**YOUR TASK**
Each line from the one containing "nbeloglazov: Done." to the end of the records should be copied exactly, and no other line.

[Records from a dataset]
PR #3328, opened 2022-09-01
Change buttons layout on admin question page

nbeloglazov:
### Description

This is part of #3033

1. Show only "edit" button and hide all other buttons under triple dot button.
2. Remove "view" button and instead make whole row clickable. Upon click it opens "edit" version of the question. It works as "view" as well if user doesn't actually update question and saves it.
3. Add "See list" clickable link to see active and draft programs that use given question. Previously bold text "x active and y draft programs" was clickable instead.
4. Update close button on modal dialogs to use proper X icon rather thatn letter `x`. 

## Release notes:

Update layout of admin questions page to make it easier to use.

### Checklist

### Issue(s)

Issue #3033


browser-test/src/support/admin_questions.ts
```diff
@@ -179,9 +179,6 @@ export class AdminQuestions {
 
     expect(tableInnerText).toContain(questionName)
     expect(tableInnerText).toContain(questionText)
-    expect(
```
clouser2, line 182: Should this assertion be changed to something else?

server/app/views/admin/questions/QuestionsListView.java
```diff
@@ -238,19 +241,22 @@ private Pair<TdTag, Optional<Modal>> renderReferencingPrograms(
...
-    if (maybeReferencingProgramsModal.isPresent()) {
-      referencingProgramsCountContainer =
-          a().withId(maybeReferencingProgramsModal.get().getTriggerButtonId())
-              .withClasses(Styles.DECORATION_SOLID, Styles.CURSOR_POINTER)
-              .with(referencingProgramsCount);
-    }
-
     TdTag tag =
-        td().with(p().with(span("Used across "), referencingProgramsCountContainer))
+        td().with(p().with(span("Used across "), referencingProgramsCount))
```
clouser2, line 245: I'd confirm with @rahaghas about having a "View List" link versus linkifying the count (as before).

server/app/views/admin/questions/QuestionsListView.java
```diff
@@ -343,51 +349,79 @@ private Optional<ButtonTag> renderQuestionTranslationLink(QuestionDefinition def
...
     Pair<DomContent, Optional<Modal>> archiveOptionsAndModal =
         renderArchiveOptions(questionForArchive, activeAndDraftQuestions, request);
-    DomContent archiveOptions = archiveOptionsAndModal.getLeft();
-    Optional<Modal> maybeArchiveModal = archiveOptionsAndModal.getRight();
-    td.with(archiveOptions);
-    return Pair.of(td, maybeArchiveModal);
+    extraActions.add(archiveOptionsAndModal.getLeft());
+
+    // Build extra actions button and menu.
+    String extraActionsButtonId = "extra-actions-" + questionForArchive;
```
clouser2, line 394: Since the actual ID needn't be human readable, what about using `Modal.randomModalId` to generate a unique identifier? Side note is that we could probably pull the "random ID" function up to something higher level than just modal.

clouser2 (approved):

browser-test/src/support/admin_questions.ts
nbeloglazov: I don't think so. The fact that it's active is being tested by the presence of "New version" button. I think it's enough. And it will change soon anyway as we going to render both active and draft rows.

server/app/views/admin/questions/QuestionsListView.java
nbeloglazov: Mocks contain "View list" link: https://github.com/civiform/civiform/issues/3033#issuecomment-1223383317 Do you think I need to clarify that? I don't have context on the original implementation of linkifying the count.

clouser2: Ah, those are likely way more up to date than my knowledge. Probably safe to go with what you have :D

server/app/views/admin/questions/QuestionsListView.java
nbeloglazov: Done.

PR #3329, opened 2022-09-01
Update code naming for TI notification in the submit flow

shanemc-goog:
### Description

We have generic naming in our notification flow for what is in effect a TI flow; which is confusing and errorprone.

**YOUR RESPONSE**
nbeloglazov: Done.

PR #3329, opened 2022-09-01
Update code naming for TI notification in the submit flow

shanemc-goog:
### Description

We have generic naming in our notification flow for what is in effect a TI flow; which is confusing and errorprone.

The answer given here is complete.